Virus-based guide RNA delivery facilitates multiplexed gene and promoter editing in wheat

Authors: WANG, WEI - Kansas State University; YU, ZITONG - Kansas State University; HE, FEI - Kansas State University; Bai, Guihua; TRICK, HAROLD - Kansas State University; AKHUNOVA, ALINA - Kansas State University; AKHUNOV, EDUARD - Kansas State University

Submitted to: bioRxiv
Publication Type: Pre-print Publication
Publication Acceptance Date: 4/6/2022
Publication Date: N/A
Citation: N/A
DOI: https://doi.org/10.1101/2022.04.06.484365

Interpretive Summary: Gene editing using CRISPR technologies is an emerging technique with broad applications to all of biological science. In wheat, the usefulness of gene editing has been hindered because only a few lines are easy to edit. To break this limitation on wheat gene editing, we used the barley stripe mosaic virus (BSMV) for delivering guide RNA to perform gene editing. We showed that the performance of the BSMV system strongly depended on the particular guide RNAs. We showed that multiple genes could be edited simultaneously, but the efficiency decreased as the number of targets increased. The strategies presented in our study open the possibilities for the effective engineering of the wheat genome and accelerating gene discovery and trait improvement efforts.
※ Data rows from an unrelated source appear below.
Issue #288, opened 2025-08-22
Updating custom models


danielholanda:
# Description

Currently, if a user tries to pull a custom model and the name is already taken the checkpoint is completely ignored

<img width="1156" height="96" alt="Image" src="https://github.com/user-attachments/assets/0ade7e53-baaf-4abc-8b2e-e7abc0114599" />

## Desired Behavior

User should be notified that the model name is already taken when the recipe/checkpoint name do not match and asked to either use a different name OR manually delete the model before updating it.

PR #316, opened 2025-08-27
Handle model pulling with conflicting parameters

danielholanda:
Closes https://github.com/lemonade-sdk/lemonade/issues/288

### DIFF
--- a/src/lemonade_server/cli.py
+++ b/src/lemonade_server/cli.py
@@ -197,15 +197,15 @@ def pull(
         for model_name in model_names:
             payload = {"model_name": model_name}
 
-            if checkpoint and recipe:
-                # Add the parameters for registering a new model
-                payload["checkpoint"] = checkpoint
-                payload["recipe"] = recipe
-
-                if reasoning:
-                    payload["reasoning"] = reasoning
-                if mmproj:
-                    payload["mmproj"] = mmproj
+            # Add the parameters to the payload
+            for key, value in [
+                ("checkpoint", checkpoint),
+                ("recipe", recipe),
+                ("reasoning", reasoning),
+                ("mmproj", mmproj),
+            ]:
+                if value:
+                    payload[key] = value
 
             # Install the model
             pull_response = requests.post(f"{base_url}/pull", json=payload)
@@ -225,6 +225,9 @@ def pull(
             recipe=recipe,
             reasoning=reasoning,
             mmproj=mmproj,
+            # The pull command will download an upgraded model if available, even
+            # if we already have a local copy of the model
+            do_not_upgrade=False,
         )
 
 
--- a/src/lemonade_server/model_manager.py
+++ b/src/lemonade_server/model_manager.py
@@ -146,7 +146,7 @@ class ModelManager:
         do_not_upgrade: prioritize any local copy of the model over any updated copy
             from the Hugging Face Hub.
         """
-        for model in models:
+        for model in models:        
             if model not in self.supported_models:
                 # Register the model as a user model if the model name
                 # is not already registered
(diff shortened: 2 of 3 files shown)


src/lemonade_server/model_manager.py
```diff
@@ -201,6 +201,54 @@ def download_models(
                     reasoning=reasoning,
                 )
             else:
+                # Model is already registered - check if trying to register with different parameters
```
danielholanda, line 204: Please do not review if this is still marked as a draft

test/model_manager.py
```diff
@@ -296,6 +296,44 @@ def test_user_model_registry_cleanup(self, mock_snapshot_download, mock_supporte
...
+                "model_name": "user.test-model"
+            }
+        }
+        mock_supported_models.return_value = existing_models
+
+        # Ensure we can pull a registered model if the same exact parameters are provided
+        self.model_manager.download_models(["user.test-model"], checkpoint="test/checkpoint1", recipe="oga-cpu", reasoning=False)
+
+        # Ensure we can pull a registered model, even if no parameters are provided
+        self.model_manager.download_models(["user.test-model"])
```
danielholanda, line 319: This is important to ensure users can pull models without providing all args all the time. We only raise an assertion if conflicting parameters have been found.

src/lemonade_server/model_manager.py
```diff
@@ -201,6 +201,54 @@ def download_models(
...
+                existing_checkpoint = existing_model.get("checkpoint")
+                existing_recipe = existing_model.get("recipe")
+                existing_reasoning = "reasoning" in existing_model.get("labels", [])
+                existing_mmproj = existing_model.get("mmproj", "")
+
+                # Compare parameters (handle None/empty string equivalence for mmproj)
+                checkpoint_differs = checkpoint and checkpoint != existing_checkpoint
+                recipe_differs = recipe and recipe != existing_recipe
+                reasoning_differs = reasoning and reasoning != existing_reasoning
+                mmproj_differs = mmproj and mmproj != existing_mmproj
```
danielholanda, line 215: Do we have to handle None/empty string equivalence for mmproj?

danielholanda: Tested in multiple scenarios. Please also bash it while reviewing.

src/lemonade_server/cli.py
```diff
@@ -225,6 +225,9 @@ def pull(
             recipe=recipe,
             reasoning=reasoning,
             mmproj=mmproj,
+            # The pull command will download an upgraded model if available, even
+            # if we already have a local copy of the model
+            do_not_upgrade=False,
```
danielholanda, line 230: Bug fix! We were only upgrading the models while pulling if the server was already running!

src/lemonade_server/model_manager.py
```diff
@@ -201,6 +201,54 @@ def download_models(
...
+                existing_checkpoint = existing_model.get("checkpoint")
+                existing_recipe = existing_model.get("recipe")
+                existing_reasoning = "reasoning" in existing_model.get("labels", [])
+                existing_mmproj = existing_model.get("mmproj", "")
+
+                # Compare parameters
+                checkpoint_differs = checkpoint and checkpoint != existing_checkpoint
+                recipe_differs = recipe and recipe != existing_recipe
+                reasoning_differs = reasoning and reasoning != existing_reasoning
+                mmproj_differs = mmproj and mmproj != existing_mmproj
```
danielholanda, line 215: We only raise an assertion if there is already a model registered with the provided name AND conflicting parameters have been found. We intentionally do not check for parameters that have been omitted by the user.

Example: Assume `user.Gemma-3-8b` has been previously registered with mmproj `file.mmproj`
* `lemonade-server pull user.Gemma-3-8b --mmproj file.mmproj` -> No assertion raised
* `lemonade-server pull user.Gemma-3-8b` -> No assertion raised
* `lemonade-server pull user.Gemma-3-8b --mmproj another_file.mmproj` -> Assertion raised

src/lemonade_server/cli.py
```diff
@@ -197,15 +197,15 @@ def pull(
...
 
-            if checkpoint and recipe:
-                # Add the parameters for registering a new model
-                payload["checkpoint"] = checkpoint
-                payload["recipe"] = recipe
-
-                if reasoning:
-                    payload["reasoning"] = reasoning
-                if mmproj:
-                    payload["mmproj"] = mmproj
```
jeremyfowers, line 208: What's the difference between the old and new? `checkpoint` and `recipe` are no longer required? 

Shouldn't `checkpoint` and `recipe` be required?

src/lemonade_server/cli.py
jeremyfowers: 😮

jeremyfowers: On this note... when you added the `run` command, you added the ability for the CLI to start the server, then do a command.

That capability didn't exist before `run`, which is why `pull`, `list`, `delete`, etc. all have 2 code paths.

Should those commands all be updated to behave just like `run`, and then we wouldn't ever have this kind of bug again?

danielholanda: Reducing code paths is always good. :)

src/lemonade_server/cli.py
danielholanda: yeah, but when pulling a model we want the ability to check for those separately. If you have any thoughts about this potentially generating a bug let me know and we should look into it.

Technical Abstract: The low efficiency of genetic transformation and gene editing across diverse wheat cultivars hinders the broad application of CRISPR technologies for improving this crop. The development of virus-based guide RNA (sgRNA) delivery methods of CRISPR system into the plant cells holds great promise to overcome these limitations. Here, we applied the barley stripe mosaic virus (BSMV) for delivering sgRNA into the Cas9-expressing wheat lines to create deletions in the promoter of a transcription factor controlling domestication traits and to induce mutations in multiple genes. We show that the performance of the BSMV-sgRNA system strongly depends on the efficiency of sgRNAs and the levels of Cas9 expression. We show that even though multiplex editing could be achieved by inoculating plants with the pooled BSMV-sgRNA transcripts, the efficiency of individual target editing drops substantially with increase in the multiplexing level. We demonstrate that the targeted deletions of genomic regions within a gene promoter could be performed using the pooled BSMV-sgRNAs. We transferred the high-expressing allele of Cas9 into spring and winter cultivars and successfully performed editing of two agronomic genes by BSMV-sgRNAs inoculation. The strategies presented in our study could be applied to any cultivar for creating new cis-regulatory diversity or targeting multiple genes in biological pathways or QTL regions, opening possibilities for the effective engineering of the wheat genome and accelerating gene discovery and trait improvement efforts.